A trial court’s findings of fact have the same weight as a jury’s verdict upon special issues and are reviewable for sufficiency of the evidence to support them. Amador v. Berrospe, 961 S.W.2d 205, 207 (Tex. App.-Houston [1st Dist.] 1996, writ denied). A trial court’s conclusions of law are reviewed de novo. Material P’ships, Inc. v. Ventura, 102 S.W.3d 252, 257 (Tex. *526 App.-Houston [14th Dist.] 2003, pet. denied).

ERISA Preemption

Congress enacted ERISA as a comprehensive system to regulate employee benefit plans “to promote the interests of employees and their beneficiaries in employee benefit plans ... [and] to protect contractually defined benefits.” Firestone Tire & Rubber Co. v. Bruch, 489 U.S. 101, 113, 109 S.Ct. 948, 956, 103 L.Ed.2d 80 (1989). The act regulates both pension plans and welfare plans that provide benefits for contingencies such as illness, accident, disability, death, or unemployment. Cathey v. Metro. Life Ins. Co., 805 S.W.2d 387, 388 (Tex.1991). While it provides standards and rules governing reporting, disclosure, and fiduciary responsibility for pension and welfare plans, ERISA does not mandate any particular benefits. Shaw v. Delta Air Lines, Inc., 463 U.S. 85, 90-91, 103 S.Ct. 2890, 2896-97, 77 L.Ed.2d 490 (1983).

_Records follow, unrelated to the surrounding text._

PR #1851, opened 2020-10-29
MEF export ICredentialStoreService

rita-g-sonarsource:
Prep for #1797

### DIFF
--- a/src/Integration/LocalServices/CredentialStore.cs
+++ b/src/Integration/LocalServices/CredentialStore.cs
@@ -20,6 +20,7 @@
 
 using System;
 using System.ComponentModel;
+using System.ComponentModel.Composition;
 using Microsoft.Alm.Authentication;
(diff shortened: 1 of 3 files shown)


src/Integration/LocalServices/CredentialStore.cs
```diff
@@ -28,6 +29,7 @@ namespace SonarLint.VisualStudio.Integration
     /// <summary>
     /// Simple wrapper around SecretStore to allow it to be registered as a ILocalService
     /// </summary>
+    [Export(typeof(ICredentialStoreService))]
```
rita-g-sonarsource, line 32: Prep work to be able to MEF-import IConfigurationProvider, which depends on SolutionBindingDataReader -> SolutionBindingCredentialsLoader.
The rest of the classes could then be new-ed.

duncanp-sonar (approved):

PR #1852, opened 2020-10-29
MEF export ConfigurationProvider

rita-g-sonarsource:
Prep for #1797


src/Integration/NewConnectedMode/ConfigurationProvider.cs
```diff
@@ -19,19 +19,34 @@
...
 using System;
+using System.ComponentModel.Composition;
 using System.IO;
+using Microsoft.VisualStudio.Shell;
 using SonarLint.VisualStudio.Core.Binding;
 using SonarLint.VisualStudio.Integration.Persistence;
 
 namespace SonarLint.VisualStudio.Integration.NewConnectedMode
 {
+    [Export(typeof(Core.Binding.IConfigurationProvider))]
```
rita-g-sonarsource, line 30: The relevant change

src/Integration/NewConnectedMode/IConfigurationProvider.cs
```diff
@@ -18,12 +18,9 @@
  * Inc., 51 Franklin Street, Fifth Floor, Boston, MA  02110-1301, USA.
  */
 
-using SonarLint.VisualStudio.Core.Binding;
-
 namespace SonarLint.VisualStudio.Integration.NewConnectedMode
 {
-    public interface IConfigurationProvider : ILocalService
+    public interface IConfigurationProvider : Core.Binding.IConfigurationProvider, ILocalService
```
rita-g-sonarsource, line 23: I was really debating if I should just remove `ILocalService` and the assertion, but I didn't want to further changes to VsSessionHost and changing the services dictionary to `object`, it didn't feel right.
So I opted for an interface that implements both  `IConfigurationProvider` and `ILocalService`.
WDYT?

src/Integration/MefServices/VsSessionHost.cs
```diff
@@ -340,17 +339,8 @@ private ILocalService GetConfigurationPersister()
 
         private ILocalService GetConfigurationProvider()
```
rita-g-sonarsource, line 340: I left `GetConfigurationPersister` method as-is: the ctor of `ConfigurationPersister` contains dependencies that can't be easily new-ed, so I just left the construction here as it was.

src/Integration/MefServices/VsSessionHost.cs
```diff
@@ -340,17 +339,8 @@ private ILocalService GetConfigurationPersister()
...
-            var legacyConfigPathProvider = new LegacySolutionBindingPathProvider(solution);
-
             var store = this.GetService<ICredentialStoreService>();
-            var credentialsLoader = new SolutionBindingCredentialsLoader(store);
-            var bindingFileLoader = new SolutionBindingFileLoader(Logger);
-
-            var solutionBindingDataReader = new SolutionBindingDataReader(bindingFileLoader, credentialsLoader);
-
-            return new ConfigurationProvider(legacyConfigPathProvider, connectedModeConfigPathProvider, solutionBindingDataReader);
+            return new ConfigurationProvider(this, Logger, store);
```
duncanp-sonar, line 343: The credential store is a thin wrapper that just requires a logger to be constructed.
Does it need to be passed in to the ConfigurationProvider, or could it be new-ed up in the internal constructor?

Also, the convention with parameter-ordering is to put the logger last.

src/Integration/NewConnectedMode/IConfigurationProvider.cs
duncanp-sonar: I think creating an interface that creates both is an ok compromise, but I don't think it should be called `IConfigurationProvider`. It's very confusing.

We're effectively trying to hide the fact that we have two unrelated approaches to constructing objects, but we can't do it cleanly. All of the service-based usages have to include `using IConfigurationProvider = SonarLint.VisualStudio.Integration.NewConnectedMode.IConfigurationProvider;`, and the MEF export of the implementing class is confusing.

It would be less confusing to make it more explicit what we're doing by giving the new interface a different name e.g. `IConfigurationProviderService`.

src/Integration/NewConnectedMode/ConfigurationProvider.cs
duncanp-sonar: It's very easy to miss that the export is of interface X whereas the class implements interface Y because the interface names are the same.

I don't think we should try to hide this; it will just cause problems later.

src/Integration/MefServices/VsSessionHost.cs
rita-g-sonarsource: It could be new-ed up but then it won't be the same store instance as used in ConfigurationPersister. They both use ALM's `SecretStore`, that has a cache in the implementation, and a locking mechanism surrounding it. We don't do a lot of read-write operations so perhaps it's not a problem, but I think it's still best to use the same instance. I'll change the order of the parameters.

duncanp-sonar (approved):

PR #1853, opened 2020-10-30
Added IDE state validation interface

duncanp-sonar:
* added skeleton show hotspot api consumer


src/IssueViz.Security/OpenInIDE/Api/OpenInIDERequestHandler.cs
```diff
@@ -0,0 +1,70 @@
...
+        }
+        
+        void IOpenInIDERequestHandler.ShowHotspot(IShowHotspotRequest request)
+        {
+            if (request == null)
+            {
+                throw new ArgumentNullException(nameof(request));
+            }
+
+            // TODO: change IShowHostpotRequest server property to be a URI
```
duncanp-sonar, line 56: I'll change the property to be a URI and the IOpenInIDERequestHandler methods to be Task<X> in a separate PR.

src/IssueViz.Security/OpenInIDE/Api/OpenInIDERequestHandler.cs
```diff
@@ -0,0 +1,70 @@
...
+    internal class OpenInIDERequestHandler : IOpenInIDERequestHandler
+    {
+        private readonly IOpenInIDEStateValidator ideStateValidator;
+        private readonly ISonarQubeService sonarQubeService;
+        private readonly ILogger logger;
+
+        [ImportingConstructor]
+        public OpenInIDERequestHandler(IOpenInIDEStateValidator ideStateValidator, ISonarQubeService sonarQubeService, ILogger logger)
+        {
+            this.ideStateValidator = ideStateValidator ?? throw new ArgumentNullException(nameof(ideStateValidator));
```
rita-g-sonarsource, line 39: I've been thinking: are the Null validation checks necessary? It seems that MEF will fail if there are no contracts, so it will never be possible to get a null in a MEF ctor.

src/IssueViz.Security.UnitTests/OpenInIDE/Api/OpenInIDERequestHandlerTests.cs
```diff
@@ -0,0 +1,98 @@
...
+        private static Mock<IOpenInIDEStateValidator> CreateValidator(string uri, string projectKey, string orgKey, bool canHandleRequest)
+        {
+            var mockValidator = new Mock<IOpenInIDEStateValidator>();
+            mockValidator.Setup(x => x.CanHandleOpenInIDERequest(It.Is<Uri>(x => x.ToString() == uri), projectKey, orgKey))
+                .Returns(canHandleRequest);
+
+            return mockValidator;
+        }
+
+        private class TestShowHotspotRequest : IShowHotspotRequest
```
rita-g-sonarsource, line 82: Why not use a mock and setup the return values?

rita-g-sonarsource (commented):
Please see my comments

rita-g-sonarsource (approved):

src/IssueViz.Security.UnitTests/OpenInIDE/Api/OpenInIDERequestHandlerTests.cs
duncanp-sonar: No strong reason, except I find the mock Setup syntax clumsier and harder to read, and it isn't obvious whether the whole object is being mocked or not.

src/IssueViz.Security/OpenInIDE/Api/OpenInIDERequestHandler.cs
duncanp-sonar: As long as we create them via MEF, no. We don't have a consistent approach in the existing. It looks to be about 50/50 between those that check and those that don't.
I'll remove the checks.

ERISA includes expansive preemption provisions, which are intended to ensure that employee benefit plan regulation would be “exclusively a federal concern.” Alessi v. Raybestos-Manhattan, Inc., 451 U.S. 504, 523, 101 S.Ct. 1895, 1906, 68 L.Ed.2d 402 (1981). To this end, ERISA “shall supercede any and all state laws insofar as they may now or hereafter relate to any employee benefit plan.” Employee Retirement Income Security Act of 1974, 29 U.S.C. § 1144(a) (2005). ERISA preemption applies not only to state laws but to all forms of state action dealing with the subject matters covered by the statute. 29 U.S.C. § 1144(c)(1); see also Shaw, 463 U.S. at 98, 103 S.Ct. at 2900. Accordingly, when a state court suit, alleged in terms of a state common-law or statutory cause of action, relates to an employee welfare benefit plan, ERISA may preempt the state law in favor of federal law. Metro. Life Ins. Co. v. Taylor, 481 U.S. 58, 63-66, 107 S.Ct. 1542, 1546-48, 95 L.Ed.2d 55 (1987); Gorman v. Life Ins. Co. of N. Am., 811 S.W.2d 542, 545 (Tex.1991).

The ERISA preemptive provision is to be broadly construed. See Aetna Health Inc. v. Davila, 542 U.S. 200, 217, 124 S.Ct.